--- Exercise objective ---
The listing below holds a line with "(Linux/MacOS/Windows), Interactive Notebook, Google" and a later line with "the current behavior/state.**". Write out those two lines and every line between them, exactly, and nothing else.

--- Provided material ---
Issue #6909, opened 2024-08-29
Filter/Data Quality Component


pritamdodeja:
If the feature is related to a specific library below, please raise an issue in
the respective repo directly:

[TensorFlow Data Validation Repo](https://github.com/tensorflow/data-validation/issues)

[TensorFlow Model Analysis Repo](https://github.com/tensorflow/model-analysis/issues)

[TensorFlow Transform Repo](https://github.com/tensorflow/transform/issues)

[TensorFlow Serving Repo](https://github.com/tensorflow/serving/issues)

**System information**

- TFX Version (you are using): 1.15.1
- Environment in which you plan to use the feature (e.g., Local
  (Linux/MacOS/Windows), Interactive Notebook, Google Cloud, etc..):
Local, GCP

- Are you willing to contribute it (Yes/No): Yes

**Describe the feature and the current behavior/state.**
Whenever we have a tabular dataset, we compute statistics, and then a schema, and then we can validate examples.  We can fine-tune the schema in order to be integrate domain knowledge into the validation process.  Why cannot we filter "bad" data in the pipeline itself?

**Will this change the current API? How?**
It would introduce a new component that would allow filtering based on schema.  The inputs into Transform and some of the other components that use examples could potentially change depending on user's preference.

**Who will benefit with this feature?**
Users who want to do the entire data processing under the management of ML Metadata.

**Do you have a workaround or are completely blocked by this?** :
A variety of workarounds exist, manually clean up the original data, write scripts in beam to filter out bad data, put it in a database and use SQL to do this.

**Name of your Organization (Optional)**
GCP Partner (Intuitive.cloud)

**Any Other info.**
Number of training steps etc., would be affected by filtering data.  However, that is also something that, in my opinion, should be more dynamic than it currently is in tfx.

janasangeetha:
Hi @pritamdodeja 
Thank you for showing interest and raising an issue. Currently, we are not accepting new implementation requests or feature additions. If you would like to contribute , please follow our [CONTRIBUTION GUIDELINES](https://github.com/tensorflow/tfx/blob/master/CONTRIBUTING.md) and submit a pull request.
Thank you again for your interest, and we look forward to seeing your contributions!

pritamdodeja:
[...]

PR #7868, opened 2026-06-23
[Experimental] Add FilterComponent for row-level example filtering

vkarampudi:
# Description
This PR introduces an experimental **`FilterComponent`** to TFX, addressing a long-standing feature request ([Issue #6909](https://github.com/tensorflow/tfx/issues/6909)) for row-level example filtering within pipelines.

Currently, TFX has no built-in component to filter anomalous or unwanted examples after ingestion. The `Transform` component (TFT) is strictly map-only and does not support dropping rows. As a result, users have had to write custom Apache Beam code or perform out-of-band pre-processing. The new `FilterComponent` provides a clean, native, and reusable way to filter datasets split-by-split using a user-defined Python function.

# Proposed Changes
1. **Component Definition (`component.py`):**
   - Created `FilterSpec` and `FilterComponent`.
   - Accepts an input `Examples` channel and a string import path to a Python filter function (`filter_fn_path`).
   - Outputs a `filtered_examples` `Examples` channel.
2. **Beam Executor (`executor.py`):**
   - Implements a high-performance Apache Beam pipeline.
   - Automatically decodes all splits present in the input `Examples` artifact (e.g., `train`, `eval`).
   - Dynamically imports the user-defined filter function and applies `beam.Filter`.
   - Writes the output splits using standard TFRecord Gzip compression while preserving all metadata (spans, versions, split names) for downstream components.
3. **Tests:**
   - `component_test.py`: Verifies component instantiation and spec parsing.
   - `executor_test.py`: Runs a full integration test with simulated `train` and `eval` splits, executing the Beam filter pipeline and verifying correct output records.

# Usage Example
```python
# 1. Define a filter function in a shared module (e.g., my_filters.py)
def age_filter_fn(serialized_example: bytes) -> bool:
  example = tf.train.Example()
  example.ParseFromString(serialized_example)
  age_feature = example.features.feature.get('age')
  if age_feature:
    return age_feature.int64_list.value[0] > 18
  return False

# 2. Add the FilterComponent to your pipeline
from tfx.components.experimental.filter.component import FilterComponent

filter_data = FilterComponent(
    examples=example_gen.outputs['examples'],
    filter_fn_path='my_filters.age_filter_fn'
)

# 3. Pass the filtered output to Transform/Trainer
transform = Transform(
    examples=filter_data.outputs['filtered_examples'],
    schema=schema_gen.outputs['schema'],
    preprocessing_fn=...
)
```

### DIFF
--- a/tfx/components/experimental/filter/__init__.py
+++ b/tfx/components/experimental/filter/__init__.py
@@ -1,0 +1,14 @@
+# Copyright 2026 Google LLC. All Rights Reserved.
+#
+# Licensed under the Apache License, Version 2.0 (the "License");
+# you may not use this file except in compliance with the License.
+# You may obtain a copy of the License at
+#
+#     http://www.apache.org/licenses/LICENSE-2.0
+#
+# Unless required by applicable law or agreed to in writing, software
+# distributed under the License is distributed on an "AS IS" BASIS,
+# WITHOUT WARRANTIES OR CONDITIONS OF ANY KIND, either express or implied.
+# See the License for the specific language governing permissions and
+# limitations under the License.
+"""Filter component experimental module."""
--- a/tfx/components/experimental/filter/component.py
+++ b/tfx/components/experimental/filter/component.py
@@ -1,0 +1,83 @@
+# Copyright 2026 Google LLC. All Rights Reserved.
+#
+# Licensed under the Apache License, Version 2.0 (the "License");
+# you may not use this file except in compliance with the License.
+# You may obtain a copy of the License at
+#
+#     http://www.apache.org/licenses/LICENSE-2.0
+#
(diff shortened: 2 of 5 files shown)


rwitcher (approved):
LGTM

pritamdodeja:
Wow! Thank you for implementing this! Reviewed the code/approach and it is exactly what I imagined for the tf.train.Example case.  Do you think this component would also work with tf.train.SequenceExample also?  What I mean is that the filter criteria is still a non-sequence type, but the record itself can have sequences.  For example, imagine a data quality threshold of some sort. Another scenario which I remember implementing in a likely hacky way was polygon based filtering, where you want to crop data using regions in space.  Classic example would be filter data from the "ocean" in the taxicab dataset.  In any case, super happy to see this get merged!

--- Output of the task ---
  (Linux/MacOS/Windows), Interactive Notebook, Google Cloud, etc..):
Local, GCP

- Are you willing to contribute it (Yes/No): Yes

**Describe the feature and the current behavior/state.**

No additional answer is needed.